# Alien chipmunk?



## msjulie (Feb 6, 2018)

I don't know where this belongs, maybe a section called "weird *ss bugs"?

This am I made a phone call, it was clear and worked perfect. After that, my car went nuts. It couldn't respond to any verbal commands (kept printing the hints on how to ask for stuff). Nothing would play, no music source at all and the car just kept chirping at me - clearly something seemed to be stuck attached to bluetooth or something - but I rebooted the phone, connected/disconnected it from the car. 

The car is charging right now and I'll check it then but it was clearly confused. I didn't reboot the car itself since I was still driving into work; those other efforts at correcting the behavior was what I could manage at the various long-winded traffic lights.

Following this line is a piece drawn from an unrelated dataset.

PR #1733, opened 2016-10-27
Added a check against NaN

Selficide:
There needs to be a check against NaN after ChartUtils::roundToNextSignificant() returns.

Anyone seen that behavior before?


----------



## SoFlaModel3 (Apr 15, 2017)

msjulie said:


> I don't know where this belongs, maybe a section called "weird *ss bugs"?
> 
> This am I made a phone call, it was clear and worked perfect. After that, my car went nuts. It couldn't respond to any verbal commands (kept printing the hints on how to ask for stuff). Nothing would play, no music source at all and the car just kept chirping at me - clearly something seemed to be stuck attached to bluetooth or something - but I rebooted the phone, connected/disconnected it from the car.
> 
> ...


Wow, the same exact thing happened to me and I thought I was crazy. It happened once and never again...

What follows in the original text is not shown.